А потом мы на ватных ногах убегали от милиционера.
Сейчас вылетит птичка
— Получу зарплату — и уедешь, — сказал на следующее утро Кобзиков.
В ожидании зарплаты я целыми днями слонялся по городу или, если удавалось подзанять у Ивана-да-Глории, пил пиво в пустынном парке, где прямо на столиках лежали желтые тяжелые листья. Кроме меня, пить пиво приходили еще двое: уборщица тетя Клава, толстая женщина с добрым морщинистым лицом, и худой парень в очках.
Тетя Клава мела в парке аллеи. Вернее, одну аллею. Взмахнет метлой и задумается, глядя в землю; опять взмахнет и опять застынет. Пока тетя Клава доходила до конца аллеи, дорожку снова засыпало листьями, и тетя Клава начинала сначала. Свою кружку она выпивала торопливо, вытирала губы цветистым фартуком и пугалась — не идет ли заведующий. Заведующего я не видел ни разу, но, наверно, это был строгий человек, так как тетя Клава его очень боялась.
Худой парень в очках был, по всей видимости, поэтом. Он приходил раньше всех, смахивал рукавом со столика листья, густо посоленные крупной белой росой, клал записную книжку в клеенчатом переплете и начинал шевелить губами. Он не записывал ни строки, а все бормотал или смотрел вдаль.

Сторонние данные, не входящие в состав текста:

Issue #465, opened 2014-12-08
Cannot exit visual mode by hitting 'v' key


learning:
Cannot exit visual mode by hitting `v` key

liyaodong:
I meet same problem , must hitting `escape` to exit visual mode .

t9md:
Sorry for this mess, I didn't noticed this mess, just wanted to fix my commit log, sorry I should learn git.

PR #476, opened 2014-12-28
:bug: #465: cannot exit visual mode by hitting 'v'

fotanus:
This patch simply maps the 'v' and 'V' keys to reset command mode.
The cursor is kept on the end of the selection, as expected in vim.

### DIFF
--- a/keymaps/vim-mode.cson
+++ b/keymaps/vim-mode.cson
@@ -222,3 +222,5 @@
 '.editor.vim-mode.visual-mode':
   'x': 'vim-mode:delete'
   's': 'vim-mode:change'
+  'v': 'vim-mode:reset-command-mode'
+  'V': 'vim-mode:reset-command-mode'


maxbrunsfeld:
I'd like to merge this, but with just `v`, not the `V` mapping. In regular visual mode, `V` should actually switch to *linewise* visual mode. That behavior isn't implemented yet, but in the meantime I'd prefer not to add a mapping for `V`.

fotanus:
I'm actually using `V` [since it is already mapped](https://github.com/atom/vim-mode/blob/master/keymaps/vim-mode.cson#L141). Of course it lacks many crucial features, but since it is there already at least to select code, I don't see why not merging this. It is helpful to select code line by line, and I wouldn't be surprise people would notice if we simply remove the current V mode support. What do you think?

bronson:
This functionality appears to be in vim-mode now.  `v` enters visual mode, `v` again exits and leaves the cursor at the last position.

In addition, @maxbrunsfeld's request appears to work too.  `v` starts plain visual, `V` converts to linewise, and `v` back to regular.  Cursor remains in the correct position at all times.

There's one minor bug that I can tell, probably worth opening a new issue for: put the cursor in the middle of the line, hit V to start linewise, then V to end.  The cursor ends up at the end of the line, but in Vim it doesn't move.

But I think this PR is completely addressed?

t9md:
#695 include fix , and at merged related issue was closed. Maybe @maxbrunsfeld forgot to close?

maxbrunsfeld:
> Maybe @maxbrunsfeld forgot to close this one?

:+1:

PR #506, opened 2015-02-05
showing prefix char in command mode input view

coolwanglu:
This patch adds a 'prefix' to the command mode input when necessary. 
And currently only the `/` motion is supported, any other motion we should support?

When '/' is pressed, '/' is shown in the beginning of the input, and when '/' is removed, the motion is cancelled naturally.

But this is not perfect, since we can select & paste the prefix, which is not possible in vim. We might want to disable selection of the command mode input.

I think with this, we can easily support some command-line mode commands (`:` commands)?

### DIFF
--- a/lib/motions/search-motion.coffee
+++ b/lib/motions/search-motion.coffee
@@ -8,10 +8,10 @@ class SearchBase extends MotionWithInput
   operatesInclusively: false
   @currentSearch: null
 
-  constructor: (@editor, @vimState) ->
+  constructor: (@editor, @vimState, @reverse=false) ->
     super(@editor, @vimState)
     Search.currentSearch = @
-    @reverse = @initiallyReversed = false
+    @initiallyReversed = @reverse
 
   repeat: (opts = {}) =>
     reverse = opts.backwards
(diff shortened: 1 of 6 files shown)


coolwanglu:
Oh this conflicts with search history.
I'm not pretty sure about how histories are organized in native vim, but we may cache all the commands and search the history through prefixes. Which is also good for the future support for `:` commands.

coolwanglu:
Also we might want to prevent the cursor being moved to the beginning when prefixChar is presented.

coolwanglu:
Now all specs are passed.
Please review.

bronson:
I resurrected this branch to evaluate it: https://github.com/bronson/vim-mode/commits/prefix-char

It looks like https://github.com/atom/vim-mode/pull/582 has blown it away.  It would probably be easier to rewrite the patch than to resolve the merge conflicts.

I don't understand why this was never reviewed.  :(

ardrigh:
It would be nice if these features could be reviewed along with what https://github.com/jazzpi/ex-mode is doing with the commands. I added a similar request to that package to add <kbd>:</kbd> to the start of the command input.

If vim-mode and ex-mode merged together, then these requests would be better handled IMO.

lee-dohm:

PR #510, opened 2015-02-06
beep when search history is exhausted

coolwanglu:


coolwanglu:
Do we want beeping in vim-mode? I could add lots more (moving up over the first line etc).

jeffschwartz:
I'd only like it if it is an option and I can turn it off via options. Otherwise I'd view it as intrusive. No offense intended of course :)

coolwanglu:
@jeejkang  There's an option for atom to turn of beeping globally. But of course we can make a vim-mode-only option.

bronson:
I don't quite get it...  Stock vim doesn't beep when you've exhausted search history (renamed my ~/.vim directory and launched with `vim -u /dev/null` so I think it's stock).

Atom doesn't seem to either.  (hitting cmd-f, then up-arrow until it stops...  no beep)

The patch looks great but is there a precedent for this feature?

lee-dohm:

PR #524, opened 2015-02-15
:bug: fix tab handling in shift-B

jacekkopecky:
shift-B would currently only look for spaces and newlines; it needs to handle any whitespace in skipping to the previous word

AllWhitespace modeled after lib/text-objects.coffee

This is my first little contribution to Atom, feel free to let me know if I'm doing something wrong.


maxbrunsfeld:
Awesome, thanks!

Issue #308, opened 2014-06-07
Copy to clipboard with "y"


fotanus:
Hi,

This is not the current default, but I think it makes sense. It can [easily be done](https://atom.io/docs/api/v0.101.0/api/classes/Editor.html#copySelectedText-instance). I would be happy to provide a pull request.

In case this is not a good idea, what is the current way we have to copy things to clipboard? I failed in find it.

PR #525, opened 2015-02-15
Adds useClipboardAsDefaultRegister option.

chrisfarms:
I find it much nicer to have the default register mapped to the clipboard for better interop with the standard editor world, so this PR adds a new option to enable that behaviour.

It also moves the settings into their own module to serve a single point for defining options and any associated lookup functions.

Related:  #308

### DIFF
--- a/lib/motions/general-motions.coffee
+++ b/lib/motions/general-motions.coffee
@@ -1,5 +1,6 @@
 _ = require 'underscore-plus'
 {Point, Range} = require 'atom'
+settings = require '../settings'
 
 WholeWordRegex = /\S+/
 WholeWordOrEmptyLineRegex = /^\s*$|\S+/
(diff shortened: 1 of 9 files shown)


maxbrunsfeld:
I absolutely agree; I've meant to add this for a while. Would you mind adding tests for this case? I think it would be sufficient to add one test to [the describe for 'y'](https://github.com/atom/vim-mode/blob/master/spec/operators-spec.coffee#L533) and one test to [the describe for 'p'](https://github.com/atom/vim-mode/blob/master/spec/operators-spec.coffee#L730), each of which says something like:

```coffee
describe "when the 'useClipboardAsDefaultRegister' settings is set to true", ->
  it "copies to the clipboard", ->
   spyOn(atom.clipboard, "write")
   keydown("y")
   expect(atom.clipboard.write).toHaveBeenCalledWith("something...")
```

chrisfarms:
np.... added tests and rebased against master.

maxbrunsfeld:
Perfect. Thanks a lot!

hanchang:
Is there a way to disable this via config? I guess I'm one of the weird ones that doesn't like my OS system clipboard to be the same as my default `vim` clipboard register. Thanks in advance!

maxbrunsfeld:
Yeah, it should appear in the settings view under the vim mode package.

hanchang:
Amazing, thanks!

PR #526, opened 2015-02-15
feature: VIM whichwrap

jacekkopecky:
Hi, 
VIM has the `whichwrap` setting that allows wrapping some operations across line boundaries. I have now added wrapping of left and right motion (VIM values h,l,<,>) for myself because I use it heavily; I'm submitting it here for your consideration.

I know that this particular setting for `h` and `l` is "not recommended" in VIM, but the reasons for it that I could find are to do with plugins expecting the non-wrapping behavior – does anybody here know of actual problems with wrapping `h`,`l`, especially if they would translate to vim-mode in Atom?

Note that the VIM whichwrap settings `b`, `[` and `]` are already the standard behaviour in Atom vim-mode. The remaining settings `s` and `~` I don't really care about.

### DIFF
--- a/lib/motions/general-motions.coffee
+++ b/lib/motions/general-motions.coffee
@@ -150,7 +150,7 @@ class MoveRight extends Motion
   moveCursor: (cursor, count=1) ->
     _.times count, =>
       cursor.moveRight() unless cursor.isAtEndOfLine()
-      cursor.moveRight() if cursor.isAtEndOfLine() and atom.config.get('vim-mode.wrapLeftRightMotion')
+      cursor.moveRight() if atom.config.get('vim-mode.wrapLeftRightMotion') and cursor.isAtEndOfLine()
       @ensureCursorIsWithinLine(cursor)
 
 class MoveUp extends Motion
--- a/lib/motions/general-motions.coffee
+++ b/lib/motions/general-motions.coffee
@@ -141,7 +141,7 @@ class MoveLeft extends Motion
 
   moveCursor: (cursor, count=1) ->
     _.times count, =>
-      cursor.moveLeft() unless cursor.isAtBeginningOfLine() and !atom.config.get('vim-mode.wrapLeftRightMotion')
+      cursor.moveLeft() unless cursor.isAtBeginningOfLine() and not atom.config.get('vim-mode.wrapLeftRightMotion')
       @ensureCursorIsWithinLine(cursor)
 
 class MoveRight extends Motion
--- a/lib/motions/general-motions.coffee
+++ b/lib/motions/general-motions.coffee
@@ -141,7 +141,7 @@ class MoveLeft extends Motion
 
   moveCursor: (cursor, count=1) ->
     _.times count, =>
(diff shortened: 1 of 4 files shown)


lib/motions/general-motions.coffee
```diff
@@ -150,6 +150,7 @@ class MoveRight extends Motion
   moveCursor: (cursor, count=1) ->
     _.times count, =>
       cursor.moveRight() unless cursor.isAtEndOfLine()
+      cursor.moveRight() if atom.config.get('vim-mode.wrapLeftRightMotion') and cursor.isAtEndOfLine()
```
maxbrunsfeld: Does `l` still work with this change? It used to call `cursor.moveRight()` *unless* the cursor was at the end of the line. Now, if `wrapLeftRightMotion` is `true`, it does it *only if* the cursor is at the end of the line.

I would think it should be this:

```coffee
cursor.moveRight() if (not cursor.isAtEndOfLine()) or atom.config.get('vim-mode.wrapLeftRightMotion')
```

lib/motions/general-motions.coffee
```diff
@@ -140,9 +140,9 @@ class MoveLeft extends Motion
   operatesInclusively: false
 
   moveCursor: (cursor, count=1) ->
-    _.times count, ->
-      unless cursor.isAtBeginningOfLine()
-        cursor.moveLeft()
+    _.times count, =>
+      cursor.moveLeft() unless cursor.isAtBeginningOfLine() and !atom.config.get('vim-mode.wrapLeftRightMotion')
```
maxbrunsfeld: This looks right, but the combination of `unless` and `!` is a little confusing to me. Could you switch this to use an `if` instead?

lib/motions/general-motions.coffee
jacekkopecky: `l` is actually called once on the line before, and then, if we're at the end of the line, it's called again so Atom takes care of going to the next line for us.

maxbrunsfeld: Got it :+1:

lib/motions/general-motions.coffee
jacekkopecky: Sorry, I'm not sure I can do that. I could make it 
```
      cursor.moveLeft() if atom.config.get('vim-mode.wrapLeftRightMotion') or !cursor.isAtBeginningOfLine()
or
      cursor.moveLeft() if !cursor.isAtBeginningOfLine() or atom.config.get('vim-mode.wrapLeftRightMotion')
```
But that's not really better, I suspect. What do you think?

maxbrunsfeld: Either is fine with me, except that we generally use coffee-script's `not` instead of `!`.

jacekkopecky: thanks, I'm new to coffeescript. Sorry about the double commit, I missed part of your reply.

maxbrunsfeld: No worries! And the `not` thing is just our preference in the Atom codebases; not something I'd expect anyone to just *know* as contributor. Thanks a lot for all of these contributions.

PR #527, opened 2015-02-17
Fix repeated find motion

jacekkopecky:
There was a bug that repeated f/t motion wouldn't get canceled if we tried to move too many times.

E.g. in the test string 'abcabcabcabc' with cursor at the start, the motion 11fa would actually jump to the second a; the old test didn't uncover it because, as it happened, 10fa jumped to the first 'a', so the cursor didn't move. It was because indexOf with a negative fromIndex simply searched the whole string again.

Then while testing the backward motion F/T, I found that if it so happens that the character we're looking for is at the beginning of the line, the motion would simply go there, and again wouldn't be canceled. That's because in lastIndexOf, a negative fromIndex is treated as 0 and the first character gets searched (where it shouldn't).

So here I fix both cases. Feel free to split the tests that have accumulated there.

### DIFF
--- a/lib/motions/find-motion.coffee
+++ b/lib/motions/find-motion.coffee
@@ -17,6 +17,7 @@ class Find extends MotionWithInput
     if @backwards
       index = currentPosition.column
       for i in [0..count-1]
+        return if index <= 0 # we can't move backwards any further, quick return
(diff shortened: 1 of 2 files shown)


maxbrunsfeld:
Thanks!

PR #534, opened 2015-02-21
Adds keymap for insert mode CTRL-U

nicolaiskogheim:
Maps i_CTRL-U to `editor:delete-to-beginning-of-line`

I will write a test for this tomorrow. :smile:


nicolaiskogheim:
No, this should probably not have a test.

Столики стояли на бугре, почти на самом краю парка, там, где он переходил в Средне-Русский массив. Даль очень походила на вытканный цветными пятнами ковер. Поэт, наверно, об этом сочинял стихи.
Буфетчик был угрюмый пожилой человек с жиденьким чубчиком и вкрадчивым голосом. Но, несмотря на свою наружность, это был очень порядочный буфетчик. За все время он не обсчитал меня ни на копейку, а кружки наливал даже выше ободка. Может, буфетчик боялся потерять нас как клиентов. За весь день его посещало всего несколько человек, в том числе милиционер. Он приходил ровно в пол-двенадцатого, быстро выпивал кружку пива и уходил. Наверно, на посту пить пиво не полагалось, так как милиционер нас явно стеснялся: он не смотрел в глаза и двигался по проходу между столиками боком.
Поэт со своей клеенчатой книжкой навел меня на мысль написать здесь, в парке, рассказ. Это была очень удачная мысль. В случае удачи я получил бы приличный гонорар. Но потом одного гонорара мне показалось мало, и я решил написать два рассказа.